Richard Worswick: Prevention of future deaths report

Care Home Health related deaths

Date of report: 07/11/2025

Ref: 2025-0564

Deceased name: Richard Worswick

Coroner name: Alison Mutch

Coroner Area: Manchester South

Category: Care Home Health related deaths

 This report is being sent to: Bamford Grange Care Home | Stockport NHS Foundation Trust

REGULATION 28 REPORT TO PREVENT DEATHS  
 THIS REPORT IS BEING SENT TO:  

1)  Bamford Grange Care Home 
2)  Stockport NHS Foundation Trust
1CORONER

I am Alison Mutch, senior coroner, for the coroner area of Manchester South
2CORONER’S LEGAL POWERS

I make this report under paragraph 7, Schedule 5, of the Coroners and Justice Act 2009 and Regulations 28 and 29 of the Coroners (Investigations) Regulations 2013.
3INVESTIGATION and INQUEST  

On 4th June 2025 I commenced an investigation into the death of Richard  Charles WORSWICK. The investigation concluded at the end of the inquest on 16th October 2025. The conclusion of the inquest was Narrative: Died of the  complications of a spinal wound when the significant deterioration in the  wound was not recognised until he became seriously unwell on the 17th May 2025.The medical cause of death was: 1a) Sepsis 1b) Infected spinal wound;  and I) Parkinson’s Disease, Frailty. 
4CIRCUMSTANCES OF THE DEATH  

Richard Charles Worswick had multiple health conditions including Parkinson’s  Disease. He had become increasingly frail and had to move to Bamford Grange  on a nursing care placement because of his poor health and complex needs. He developed an abscess in his spinal area because of his underlying poor health  and immobility. A wound care plan was put in place for this wound whilst he  was in Stepping Hill Hospital. He was discharged back to Bamford Grange on  2nd May 2025. It is unclear what information was communicated by Stepping  Hill Hospital to Bamford Grange around wound management. His wound was  noted to be deteriorating, and advice was sought from Tissue Viability Nurse team. It was not felt that the wound was infected at that time. On 17th May  2025 at about 05:30am he was noted to have become unwell. His observations  were taken. Observations had not been taken the previous day. The  observations identified that he was seriously unwell, and an ambulance was  called. He was taken to Stepping Hill Hospital where the wound on his spine was found to be severely infected and to have led to him developing sepsis. Despite  treatment he deteriorated and died at Stepping Hill Hospital on 19th May 2025. 
5 CORONER’S CONCERNS  

During the course of the inquest the evidence revealed matters giving rise to concern. In my opinion there is a risk that future deaths could occur unless  action is taken. In the circumstances it is my statutory duty to report to you. 

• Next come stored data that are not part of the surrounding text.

Issue #202, opened 2023-01-11
try expressions don't support return


edemaine:
```coffee
compiled :=
  try
    compiled = require('@danielx/civet').compile str, options
  catch err
    return "error"
```

transpiles to

```js
const compiled = (() => {
  try {
    return (compiled =
      require("@danielx/civet").compile(
        str,
        options
      ));
  } catch (err) {
    return "error";
  }
})();
```

I would have expected the `return` in the `catch` block to escape the entire function, not just the IFFE.

This is a general issue with IFFEs. I'm not sure what the best solution is. For now I guess we could throw an error if there's a `return` inside the `try` block...

STRd6:
CoffeeScript's solution is to raise a parse error but I think we can do better.

```javascript
const returnSymbol = Symbol("return")

const compiled = (() => {
  try {
    return {[returnSymbol]: (compiled =
      require("@danielx/civet").compile(
        str,
        options
      ))
    };
  } catch (err) {
    return "error";
  }
})();

if (typeof compiled === "object" && returnSymbol in compiled) return compiled[returnSymbol]
```

Something along those lines.

edemaine:
Agreed! Another option would be to use exceptions (again 😅 ):

```js
try {
  const compiled = (() => {
    try {
      return (compiled =
        require(["@danielx/civet"](https://www.npmjs.com/package/@danielx/civet)).compile(
          str,
          options
        ));
    } catch (err) {
      throw new ReturnError("error");
    }
  })();
} catch (e) {
  if (e instanceof ReturnError) return e;
  throw e;
}
```

But I think I prefer your solution so we don't mess with the source of exceptions...

STRd6:
Also related `break label` inside of nested iteration iifes (contingent on our eventual label support).

juh9870:
The best solution mige be not using IFFEs for this at all.
Code in the original post can be compiled into something like
```ts
let compiled$temp;

try {
  compiled$temp = require("@danielx/civet").compile(str, options);
} catch (err) {
  return "error";
}
const compiled = compiled$temp;
```

PR #376, opened 2023-02-16
do expressions wrapping in iffe

### LINKED ISSUE #58: `do` expressions without `while`/`until`
Oren wanted something like this on Discord: (originally suggested without `do` keyword)

```coffee
x = do
  y := 5
  y + 1
```

It does seem like a natural extension to `do ... while` currently supported, i.e., make the `while` optional. It also corresponds to [this proposal](https://github.com/tc39/proposal-do-expressions) (though we don't need that proposal for `if`/`while` expressions).

Related, I expected this to work, but it doesn't parse: (it works without the `:=`)

```coffee
x = if true
  y := 5
  y + 1
```

Current workarounds, which work but are a bit inefficient as they create arrays:

```coffee
x = (do
  y := 5
  y + 1
while false)[0]
```

```coffee
x = (for nothing of [1]
  y := 5
  y + 1
)[0]
```

edemaine:
Fixes #58, via the simpler approach. It's equivalent to wrapping in braces, unless it's used as an expression, in which case it gets an IFFE.

We can later explore the plan to remove IFFEs when possible, but this is nice for allowing declarations (even local `var`s) in the block. I think we also want to do this implicitly for `if` like CoffeeScript does, but that's (yet) another issue.

#202 tracks the issue that `return`s are forbidden within expressioned statements like this.

### DIFF
--- a/source/parser.hera
+++ b/source/parser.hera
@@ -2797,6 +2797,8 @@ IterationStatement
   # NOTE: Added `loop` from CoffeeScript
   LoopStatement
   !CoffeeDoEnabled DoWhileStatement -> $2
+  # DoStatement must come after DoWhile statement
+  !CoffeeDoEnabled DoStatement -> $2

The MATTERS OF CONCERN are as follows. – The inquest heard evidence that when he was discharged to the care home  from the acute hospital that the care home felt that they did not understand  what was required regarding wound care because the care plan regarding  wound care was not clear .The Trust did not have a copy of what information  had been provided. As a consequence of this, there was a lack of clarity  regarding wound management.   The Trust did not the inquest was told have a clear procedure that ensured that there was a clear, effective and documented communication system in relation  to care plans that included wound management.   The home did not have a clear escalation policy for actions to be taken when a  resident arrived, and their staff were unclear how they were being asked to  manage a wound by the hospital. In addition, the documentation surrounding  concerns and attempts to escalate was limited.  
6ACTION SHOULD BE TAKEN  

In my opinion action should be taken to prevent future deaths and I believe you and/or your organisation have the power to take such action.  
7YOUR RESPONSE  

You are under a duty to respond to this report within 56 days of the date of this report, namely by 2nd January 2026. I, the coroner, may extend the period. Your response must contain details of action taken or proposed to be taken,  setting out the timetable for action. Otherwise, you must explain why no action is proposed. 
8COPIES and PUBLICATION  

I have sent a copy of my report to the Chief Coroner and to the following  interested persons namely the family of Mr Worswick, who may find it useful or of interest.  I am also under a duty to send the Chief Coroner a copy of your response. The Chief Coroner may publish either or both in a complete or redacted or  summary form. They may send a copy of this report to any person who they  believe may find it useful or of interest. You may make representations to me,  the coroner, at the time of your response, about the release or the publication of your response by the Chief Coroner.